Issue #98, opened 2026-01-09
Generate shot post processing data from `AtomInterpreter` analsys results.


weinbe58:
By convention `ZoneAddress(0)` is the zone that contains all words in the arch spec. As such when the final image is taken there is a bit-string that holds the image results for every single `LocationAddress` in the architecture, whether there is an atom there or not. 

Given a `shot: list[MeasurementResult]` need the following meta-data in order to process the shot results. Note that the `i`th element in `shot` corresponds to the `i`th `LocationAddress` in `ZoneAddress(0)`. 

1.  `logical_mapping: list[list[int]]` such that `logical_mapping[i]` is the list of element indices of `shot` that are the locations of the physical qubits inside the `i`th logical qubit.
2.  `detectors: list[list[int]]` where `detectors[i]` gives the lists of indices of `shot` that should be xor'ed to calculate the `i`th detector. 
3. `observables: list[list[int]]` which is the same as the detectors but just interpreted as the observables of the logical qubits.

weinbe58:
Superseded by #563. The original scope has been narrowed: items 2 & 3 (detectors / observables) are now covered by the static `m2dets` / `m2obs` matrices (`bloqade/lanes/steane_defaults.py` + `logical_mvp.append_measurements_and_annotations`). The detector/observable stripping rewrite lives in [`bloqade-internal#222`](https://github.com/QuEraComputing/bloqade-internal/pull/222) (`RemovePostProcessing`).

What's still genuinely needed — the bridge from raw Zone-0 hardware bitstring to the per-measurement array `generate_post_processing` expects — is tracked in #563 with a tighter, scoped-down work plan. Closing here as duplicate of #563.

PR #565, opened 2026-04-27
feat(atom): get_shot_remapping — full-Zone-0-bitstring → per-logical-qubit indices

### LINKED ISSUE #563: AtomInterpreter shot-remapping: full Zone-0 bitstring → per-measurement array
## Summary

Provide a reusable shot-remapping primitive that converts a raw hardware shot (a full Zone-0 bitstring with one bit per `LocationAddress` in `arch_spec.yield_zone_locations(ZoneAddress(0))`, including empty sites) into a per-`MeasurementResult` array consumable by [`bloqade.gemini.post_processing.generate_post_processing`](https://github.com/QuEraComputing/bloqade-lanes/blob/main/python/bloqade/gemini/post_processing.py).

Replaces the broader scope of #98. After discussion the detector/observable side is now covered by the static `m2dets` / `m2obs` matrices (`bloqade/lanes/steane_defaults.py` + `logical_mvp.append_measurements_and_annotations`), and the post-processing-stripping rewrite lives in [`bloqade-internal#222`](https://github.com/QuEraComputing/bloqade-internal/pull/222) (`RemovePostProcessing`). What's *still* missing — and what neither repo provides today — is the bridge from raw hardware bitstring to the per-measurement `np.ndarray` shape `generate_post_processing` expects.

## Why this matters

`bloqade-internal#222`'s `split_execution_from_postprocessing` produces:

1. an execution kernel (post-`RemovePostProcessing`), and
2. a callable `Callable[[np.ndarray], Iterator[ReturnType]]`.

The callable's input is a 2-D array shaped `(n_shots, n_measurements)`, where the column ordering matches the `TerminalLogicalMeasurement → set_observable / set_detector` IR that `generate_post_processing` introspects via `MeasurementIDAnalysis`. **Hardware delivers shots in a different layout** — a full Zone-0 bitstring per shot, indexed by `LocationAddress` in the architecture's iteration order, *including empty sites*. Without an explicit translation, hooking #222's task layer up to real hardware would silently feed misaligned bits into the post-processing callable.

## Proposed scope

This issue tracks the minimum set of changes needed to make that translation explicit and well-tested:

1. **Extend `MeasureResult` lattice element** in `python/bloqade/lanes/analysis/atom/lattice.py` with a `location_address: LocationAddress` field.
2. **Update `get_future_result_impl`** in `python/bloqade/lanes/analysis/atom/impl.py` to populate the new field from `stmt.location_address` (it already has it locally — just needs to be threaded into the lattice value).
3. ~~**Add `get_shot_remapping(method: ir.Method, arch_spec: ArchSpec) -> list[list[int]]`** as a standalone function in a new module `python/bloqade/lanes/analysis/atom/_shot_remapping.py`. Returns the same `logical_mapping` data structure described in the original #98 — outer index = logical qubit, inner list = indices into the Zone-0 bitstring corresponding to each physical qubit's measurement.~~
   **Update (2026-04-27):** Two design shifts during review:
   - Return shape is **flat** `list[int]` (row-major over the nested `IListResult[IListResult[MeasureResult]]` analysis output) so it indexes directly into the `(n_shots, n_measurements)` post-processing input array. The nested `list[list[int]]` shape was incompatible with the very consumer it exists to serve.
   - Failure handling uses a **typed `ShotMappingResult`** with a structured `ShotRemappingDiagnostic` instead of a bare `None`. A failure here is a compiler-pipeline regression, not a user error — the diagnostic is aimed at compiler developers debugging the failed lowering, with a contextual message and the offending lattice value / location address.
4. **Convenience method on `AtomInterpreter`** that runs the analysis and calls the standalone function.
5. ~~**Export from `python/bloqade/lanes/analysis/atom/__init__.py`**.~~
   **Update (2026-04-27):** Helper module is private (`_shot_remapping`); only `AtomInterpreter.get_shot_remapping` and the result/diagnostic types `ShotMappingResult` / `ShotRemappingDiagnostic` are part of the public surface.
6. **Unit tests** with hand-built lattice values + a small `ArchSpec` (single zone, a few words/sites).
7. **Integration test** via `compile_task()` + a known multi-logical-qubit Steane circuit, asserting the remapping table indexes the right physical qubits.

## Out of scope (separate follow-ups)

- Replacing `m2dets` / `m2obs` static matrices with dynamically-derived equivalents.
- Porting / re-using `RemovePostProcessing` from bloqade-internal#222 once that merges.
- Deprecating the callable-based `PostProcessing` at `analysis/atom/analysis.py:39` (separate cleanup; `generate_post_processing` from `bloqade.gemini.post_processing` is the live path for hardware shots).
- ArchSpec congruence enforcement between hardware and software (latent invariant; orthogonal).

## References

- Supersedes #98 (closing as duplicate of this).
- Consumes / consumed by [`QuEraComputing/bloqade-internal#222`](https://github.com/QuEraComputing/bloqade-internal/pull/222) (Gemini logical device API integration).
- Today's analysis: `MeasureFuture.results: dict[ZoneAddress, dict[LocationAddress, qubit_id]]` already carries enough information to derive the remapping; this issue is mostly about exposing it cleanly.

weinbe58:
## Summary

Closes #563. Adds the bridge between a raw hardware shot (a full Zone-0 bitstring with one bit per `LocationAddress` in `arch_spec.yield_zone_locations(ZoneAddress(0))`, including empty sites) and the per-measurement `np.ndarray` shape `bloqade.gemini.post_processing.generate_post_processing` expects.

This is the durable piece of the original #98 that didn't get superseded by `m2dets` / `m2obs`: hardware shots come back as a full Zone-0 bitstring, and *something* has to project that onto the flat per-measurement array consumed by the post-processing callable produced by `generate_post_processing`. That mapping is what this PR provides.

## Design changes vs. the original spec

Three implementation shifts surfaced during review and are baked into the final PR:

1. **Flat `list[int]` mapping (was `list[list[int]]`).** The original #563 spec called for a list-of-lists indexed by logical qubit, but post-processing takes a flat per-measurement array of shape `(n_shots, n_measurements)`. The flat result indexes directly into the post-processing input array; logical-qubit grouping is recoverable from the kernel itself.
2. **Tagged-union return type (was `list[int] | None` then a single nullable `ShotMappingResult`).** A failure here is a compiler-pipeline regression, not a user error, and the compiler service needs structured debug context — not just `None` and not a string buried in a `RuntimeError`. The result type is now `ShotRemappingOk | ShotRemappingErr`, two independent frozen dataclasses; illegal states are unconstructible.
3. **Default `no_raise=True` on the interpreter wrapper.** `AtomInterpreter.get_shot_remapping(method, *, no_raise=True)` routes through `Forward.run_no_raise`, so an analysis crash falls through into the standard `ShotRemappingErr` path with the `Bottom` lattice as the offending value. Callers see one failure shape; flip `no_raise=False` when debugging an analysis-side bug.

Issue body updated to reflect these shifts.

### Convenience method on `AtomInterpreter`

```python
interp = AtomInterpreter(method.dialects, arch_spec=arch_spec)
match interp.get_shot_remapping(method):
    case ShotRemappingOk(mapping):
        use(mapping)  # list[int] in row-major order
    case ShotRemappingErr(diagnostic):
        log.error("shot remapping failed: %s", diagnostic.message)
```

### Public types

```python
@dataclass(frozen=True)
class ShotRemappingDiagnostic:
    message: str
    offending_value: MoveExecution | LocationAddress

@dataclass(frozen=True)
class ShotRemappingOk:
    mapping: list[int]

@dataclass(frozen=True)
class ShotRemappingErr:
    diagnostic: ShotRemappingDiagnostic
```

All three are re-exported from `bloqade.lanes.analysis.atom` since the compiler service needs to reference them. The standalone `_shot_remapping.get_shot_remapping(return_value, arch_spec)` function stays private — the public surface is the `AtomInterpreter` method; the helper exists so unit tests can drive it with hand-built lattice values without spinning up a kirin method.

## Failure modes (compiler-developer-facing)

`get_shot_remapping` produces a `ShotRemappingErr` carrying a `ShotRemappingDiagnostic` on:

- **Outer / nested-shape mismatch** — `return_value` (or any nested element) is not the expected `IListResult[IListResult[MeasureResult]]` (any other lattice type — `Bottom`, `Unknown`, `Value`, `MeasureFuture`, `MeasureResult`, `DetectorResult`, `ObservableResult`, `TupleResult` — triggers the failure). The diagnostic identifies the failure site by row-major index path (`logical[i]` / `logical[i].physical[j]`).
- **Address outside Zone-0** — a `MeasureResult.location_address` resolves outside `arch_spec`'s Zone-0 iteration, signalling analysis/arch disagreement about hardware layout.

A failure here indicates a pipeline regression rather than a malformed kernel, so the diagnostic is aimed at compiler developers debugging the failed lowering — not surfaced verbatim to users.

## Implementation notes

- **`MeasureResult` lattice element** gains a `location_address: LocationAddress` field. `get_future_result_impl` already had `stmt.location_address` locally — it's now threaded onto the lattice value.
- **`ArchSpec.get_zone_index(loc, zone)`** (O(1) via Rust backend) is used for the Zone-0 index lookup, so we don't materialise a redundant Python dict per call. The helper asserts `len(arch_spec.zones) > 0` at the top so the "address is not in Zone-0" diagnostic stays truthful even if a future arch spec violates the implicit invariant.

## Tests

- **8 unit tests** with hand-built lattice values + a small ArchSpec — cover the happy path (flat output across one or more logical blocks), all four soft-fail conditions (each asserting the diagnostic message identifies the failure site and carries the right offending value), and the empty-list edge cases.
- **1 `@pytest.mark.slow` integration test** compiles a 2-logical-qubit Steane kernel via `compile_squin_to_move(transversal_rewrite=True)` and asserts the resulting flat remapping length matches the analysis output's leaf count (derived from the output, not from the Steane block size), has no overlapping indices, and stays inside the Zone-0 bitstring range.
- Existing `MeasureResult` constructor sites in `test_lattice.py`, `test_atom_interpreter.py`, and `test_gate.py` updated for the new `location_address` arg.

## Test plan

- [x] `uv run pytest python/tests/` — full suite passes.
- [x] Lint / black / isort — clean.

## Out of scope (separate follow-ups)

- Replacing `m2dets` / `m2obs` static matrices with dynamically-derived equivalents.
- Porting / re-using `RemovePostProcessing` from `QuEraComputing/bloqade-internal#222` once that merges.
- Deprecating the callable-based `PostProcessing` at `analysis/atom/analysis.py:39`.
- ArchSpec congruence enforcement between hardware and software.

### DIFF
--- a/python/bloqade/lanes/analysis/atom/__init__.py
+++ b/python/bloqade/lanes/analysis/atom/__init__.py
@@ -1,5 +1,4 @@
 from . import impl as impl
-from ._shot_remapping import get_shot_remapping as get_shot_remapping
 from .analysis import (
     AtomInterpreter as AtomInterpreter,
     PostProcessing as PostProcessing,
--- a/python/bloqade/lanes/analysis/atom/__init__.py
+++ b/python/bloqade/lanes/analysis/atom/__init__.py
@@ -1,4 +1,5 @@
 from . import impl as impl
+from ._shot_remapping import get_shot_remapping as get_shot_remapping
 from .analysis import (
     AtomInterpreter as AtomInterpreter,
     PostProcessing as PostProcessing,
--- a/python/bloqade/lanes/analysis/atom/__init__.py
+++ b/python/bloqade/lanes/analysis/atom/__init__.py
@@ -1,4 +1,8 @@
 from . import impl as impl
+from ._shot_remapping import (
+    ShotMappingResult as ShotMappingResult,
+    ShotRemappingDiagnostic as ShotRemappingDiagnostic,
+)
 from .analysis import (
     AtomInterpreter as AtomInterpreter,
     PostProcessing as PostProcessing,
--- a/python/bloqade/lanes/analysis/atom/__init__.py
+++ b/python/bloqade/lanes/analysis/atom/__init__.py
@@ -1,7 +1,8 @@
 from . import impl as impl
 from ._shot_remapping import (
-    ShotMappingResult as ShotMappingResult,
     ShotRemappingDiagnostic as ShotRemappingDiagnostic,
+    ShotRemappingErr as ShotRemappingErr,
+    ShotRemappingOk as ShotRemappingOk,
 )
 from .analysis import (
     AtomInterpreter as AtomInterpreter,
--- a/python/bloqade/lanes/analysis/atom/_shot_remapping.py
+++ b/python/bloqade/lanes/analysis/atom/_shot_remapping.py
@@ -55,38 +55,34 @@ class ShotRemappingDiagnostic:
 
 
 @dataclass(frozen=True)
-class ShotMappingResult:
-    """Result of computing the Zone-0 bitstring index list for a
-    move kernel's ``terminal_measure`` SSA value.
+class ShotRemappingOk:
+    """Successful shot-remapping result.
 
-    On success ``mapping`` holds the flat list of indices and
-    ``diagnostic`` is ``None``. On failure ``mapping`` is ``None``
-    and ``diagnostic`` carries the debug context.
+    ``mapping`` is the flat list of Zone-0 bitstring indices in
+    row-major order over the input
+    ``IListResult[IListResult[MeasureResult]]`` analysis output.
+    Index directly into the post-processing flat array.
     """
 
-    mapping: list[int] | None
-    diagnostic: ShotRemappingDiagnostic | None = None
+    mapping: list[int]
 
-    @property
-    def ok(self) -> bool:
-        """``True`` iff the mapping was derived successfully."""
-        return self.mapping is not None
 
-    def get(self) -> list[int]:
-        """Return the mapping or raise ``RuntimeError`` (carrying the
-        diagnostic) if the computation failed."""
-        if self.mapping is None:
-            raise RuntimeError(
-                f"ShotMappingResult: mapping unavailable; "
-                f"diagnostic: {self.diagnostic}"
-            )
-        return self.mapping
+@dataclass(frozen=True)
+class ShotRemappingErr:
+    """Failed shot-remapping result.
+
+    ``diagnostic`` carries the contextual message and the offending
+    lattice value or address, aimed at the compiler developer
+    debugging the failed lowering.
+    """
+
+    diagnostic: ShotRemappingDiagnostic
 
 
 def get_shot_remapping(
     return_value: MoveExecution,
     arch_spec: ArchSpec,
-) -> ShotMappingResult:
+) -> ShotRemappingOk | ShotRemappingErr:
     """Project an analysis ``IListResult[IListResult[MeasureResult]]``
     value onto a flat list of Zone-0 bitstring indices.
 
@@ -101,17 +97,23 @@ def get_shot_remapping(
             is flat.
         arch_spec: architecture spec; ``arch_spec.yield_zone_locations(
             ZoneAddress(0))`` defines the canonical Zone-0 bitstring
-            layout that hardware shots are reported against.
+            layout that hardware shots are reported against. Must
+            contain at least one zone (``zone 0`` is the projection
+            target).
 
     Returns:
-        ``ShotMappingResult`` whose ``mapping`` is the flat list of
-        Zone-0 indices in row-major order on success, or ``None`` with
-        a populated ``diagnostic`` on failure. Failure modes:
+        ``ShotRemappingOk`` carrying the flat list of Zone-0 indices
+        on success, or ``ShotRemappingErr`` carrying a
+        ``ShotRemappingDiagnostic`` on failure. Failure modes:
 
-        - ``return_value`` (or any nested element) does not have the
-          expected ``IListResult[IListResult[MeasureResult]]`` shape
-          — most often a sign that the analysis didn't refine the
-          lattice value past ``Bottom`` / ``Unknown``.
+        - ``return_value`` is not an ``IListResult`` (any other
+          ``MoveExecution`` lattice element — ``Bottom``, ``Unknown``,
+          ``Value``, ``MeasureFuture``, ``MeasureResult``,
+          ``DetectorResult``, ``ObservableResult``, ``TupleResult``).
+        - Any element of the outer ``IListResult.data`` is not itself
+          an ``IListResult`` (same set of rejected types as above).
+        - Any element of an inner ``IListResult.data`` is not a
+          ``MeasureResult``.
         - A ``MeasureResult.location_address`` resolves outside
           ``arch_spec``'s Zone-0 iteration — i.e. the analysis and
           arch spec disagree about hardware layout.
@@ -120,11 +122,18 @@ def get_shot_remapping(
         developers, not end users; failures here indicate pipeline
         regressions rather than malformed kernels.
     """
+    # Zone-0 is the projection target. ``ArchSpec.get_zone_index``
+    # returns ``None`` both for addresses outside Zone-0 *and* when
+    # the spec has no Zone-0 at all; assert the second case up front
+    # so the diagnostic's "address is not in Zone-0" wording stays
+    # truthful.
+    assert (
+        len(arch_spec.zones) > 0
+    ), "arch spec invariant violation: no zones (zone 0 expected)"
     zone0 = ZoneAddress(0)
 
     if not isinstance(return_value, IListResult):
-        return ShotMappingResult(
-            mapping=None,
+        return ShotRemappingErr(
             diagnostic=ShotRemappingDiagnostic(
                 message=(
                     "outer return value did not refine to IListResult; "
@@ -137,8 +146,7 @@ def get_shot_remapping(
     remapping: list[int] = []
     for i, logical in enumerate(return_value.data):
         if not isinstance(logical, IListResult):
-            return ShotMappingResult(
-                mapping=None,
+            return ShotRemappingErr(
                 diagnostic=ShotRemappingDiagnostic(
                     message=(
                         f"logical[{i}] did not refine to IListResult; "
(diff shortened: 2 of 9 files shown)


python/bloqade/lanes/analysis/atom/__init__.py
```diff
@@ -1,4 +1,5 @@
 from . import impl as impl
+from ._shot_remapping import get_shot_remapping as get_shot_remapping
```
weinbe58: please remove this import it is not needed here.

weinbe58:
## Adversarial self-review

Tests / lint / pyright clean locally. Comments below are design-level pushback I want to capture before merge.

### 1+2. `ShotMappingResult` allows illegal states, and `.get()` discards structured diagnostic info

`ShotMappingResult.mapping: list[int] | None` and `diagnostic: ShotRemappingDiagnostic | None = None` are independently nullable, with the relationship between them enforced only by docstring convention. The dataclass cheerfully accepts:

- `ShotMappingResult(mapping=None, diagnostic=None)` — `.ok` is `False` and `.get()` raises with `diagnostic: None` baked into the message.
- `ShotMappingResult(mapping=[0, 1], diagnostic=ShotRemappingDiagnostic(...))` — `.ok` is `True`, the diagnostic is silently dropped.

Both states are constructible by anyone reaching for the dataclass directly (and the dataclass is exported in `__init__.py`). A tagged-union shape — two subclasses (`Ok(mapping)` / `Err(diagnostic)`) or a single class with a non-optional discriminator — would enforce the contract at the type level instead of by convention. Minimum-effort fallback: a `__post_init__` validator (`assert (mapping is None) ^ (diagnostic is None)`).

Related: `ShotMappingResult.get()` collapses the structured diagnostic into a `RuntimeError` message string — callers catching the exception can only `str(e)` and parse, not pull `offending_value` back as an object. Either drop `get()` and force callers through `.ok` / `.diagnostic`, or raise a custom exception that carries the diagnostic as an attribute. If we go with the tagged-union refactor, `Ok.unwrap()` is safe by construction and this part dissolves.

### 3. Naming inconsistency — `ShotMappingResult` vs `ShotRemappingDiagnostic` vs `get_shot_remapping`

Function is `get_shot_remapping`, diagnostic is `ShotRemappingDiagnostic`, but the result is `ShotMappingResult` (no "re-"). Three places, two spellings. Both types are exported from `bloqade.lanes.analysis.atom`, so the asymmetry shows up in every downstream import. Cheap to fix now, irritating later. Suggest `ShotRemappingResult` for consistency.

### 6. `get_shot_remapping` docstring narrows the failure mode

The docstring says:

> ``return_value`` (or any nested element) does not have the expected shape — most often a sign that the analysis didn't refine the lattice value past ``Bottom`` / ``Unknown``.

The diagnostic itself reports any non-`IListResult` (`Value`, `MeasureResult`, `TupleResult`, `MeasureFuture`, …). A reader could plausibly walk away thinking `Bottom` / `Unknown` are the only triggers. Tighten to enumerate all rejected cases (or at least say "any non-`IListResult`").

Meta point: treat this docstring as the contract surface. Whenever the rejection rules change — not just when the typical-cause hint goes stale — update the docstring along with the code. The "most often" hedge will silently rot otherwise.

### 8. Integration test hard-codes `num_logical * 7`

```python
assert len(remapping) == num_logical * 7
```

The `7` is the Steane [[7,1,3]] block size baked in as a magic number. If `compile_squin_to_move(transversal_rewrite=True)` ever switches code or default, the test fails for the wrong reason — reads as "Steane block size is wrong" instead of "shot remapping disagreed with the kernel's measurement count." Derive the expected length from the analysis output instead:

```python
_, output = interp.run(physical_move)
expected_len = sum(len(logical.data) for logical in output.data)
assert len(remapping) == expected_len
```

The contract under test is "the remapping length equals the number of `MeasureResult` leaves" — that's exactly what the function promises, and it doesn't tie the assertion to Steane parameters.

### 9. Soft-fail vs. interpreter-exception boundary is implicit; use `run_no_raise` + `no_raise` flag

`AtomInterpreter.get_shot_remapping(method)` has two failure shapes today:

1. `self.run(method)` raises (analysis bug) — caller sees a Python exception, no `ShotMappingResult` involved.
2. The analysis completes but the lattice value didn't refine, or a `MeasureResult.location_address` resolves outside Zone-0 — caller gets `ShotMappingResult` with `ok=False`.

Both happen for "compiler-pipeline regression" reasons but require different handling at the call site. Swap `self.run(method)` for `self.run_no_raise(method)` and add a `no_raise: bool = True` flag:

```python
def get_shot_remapping(
    self, method: ir.Method, *, no_raise: bool = True
) -> _shot_remapping.ShotMappingResult:
    run_method = self.run_no_raise if no_raise else self.run
    _, output = run_method(method)
    return _shot_remapping.get_shot_remapping(output, self.arch_spec)
```

`run_no_raise` is the kirin-provided helper that wraps `run` in `try/except Exception` and substitutes `(initial_frame, lattice.bottom())`, so an analysis crash falls through into the existing "outer return value did not refine to IListResult; got Bottom" diagnostic. The contract collapses to a single shape: `ShotMappingResult` either holds a mapping or a diagnostic. Callers debugging an analysis crash that needs the traceback flip to `no_raise=False`.

Matches the convention already used elsewhere in the analysis stack: `upstream.py:117,129`, `transform.py:59`, `gemini/logical/group.py:71`.

Tradeoff: when `no_raise=True`, an analysis crash and a legitimate "Bottom output from a clean run" produce identical diagnostics. The `no_raise=False` escape hatch covers the debug case.

### 10. Add an assert for the Zone-0 invariant

`get_shot_remapping` calls `arch_spec.get_zone_index(loc, ZoneAddress(0))` and treats `None` as "address not in Zone-0." But that branch *also* fires when the arch spec has no Zone-0 at all (every call returns `None`), producing a misleading "address is not in Zone-0" diagnostic.

The spec invariant ("if there's any zone, there's a zone 0") makes this unreachable in practice, but an explicit assert at the top makes the invariant load-bearing instead of implicit:

```python
zone0 = ZoneAddress(0)
assert any(True for _ in arch_spec.yield_zone_locations(zone0)), \
    "arch spec invariant violation: no Zone-0"
```

Cheap, explicit, fails with a useful message if an arch spec ever violates the invariant.

---

Out of scope for this PR but worth tracking: `MeasureResult.copy()` is shallow over `location_address` while `IListResult.copy()` deep-copies — confirmed intentional (LocationAddress is value-semantic), no action needed here.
::::::::::
*Task objective*.
From the listing above, return the lines starting at the one with "Zone-0 *and* when" and ending at the one with "## Adversarial self-review", both kept, exactly as they appear and nothing more.

*Solution to the exercise*.
+    # returns ``None`` both for addresses outside Zone-0 *and* when
+    # the spec has no Zone-0 at all; assert the second case up front
+    # so the diagnostic's "address is not in Zone-0" wording stays
+    # truthful.
+    assert (
+        len(arch_spec.zones) > 0
+    ), "arch spec invariant violation: no zones (zone 0 expected)"
     zone0 = ZoneAddress(0)
 
     if not isinstance(return_value, IListResult):
-        return ShotMappingResult(
-            mapping=None,
+        return ShotRemappingErr(
             diagnostic=ShotRemappingDiagnostic(
                 message=(
                     "outer return value did not refine to IListResult; "
@@ -137,8 +146,7 @@ def get_shot_remapping(
     remapping: list[int] = []
     for i, logical in enumerate(return_value.data):
         if not isinstance(logical, IListResult):
-            return ShotMappingResult(
-                mapping=None,
+            return ShotRemappingErr(
                 diagnostic=ShotRemappingDiagnostic(
                     message=(
                         f"logical[{i}] did not refine to IListResult; "
(diff shortened: 2 of 9 files shown)


python/bloqade/lanes/analysis/atom/__init__.py
```diff
@@ -1,4 +1,5 @@
 from . import impl as impl
+from ._shot_remapping import get_shot_remapping as get_shot_remapping
```
weinbe58: please remove this import it is not needed here.

weinbe58:
## Adversarial self-review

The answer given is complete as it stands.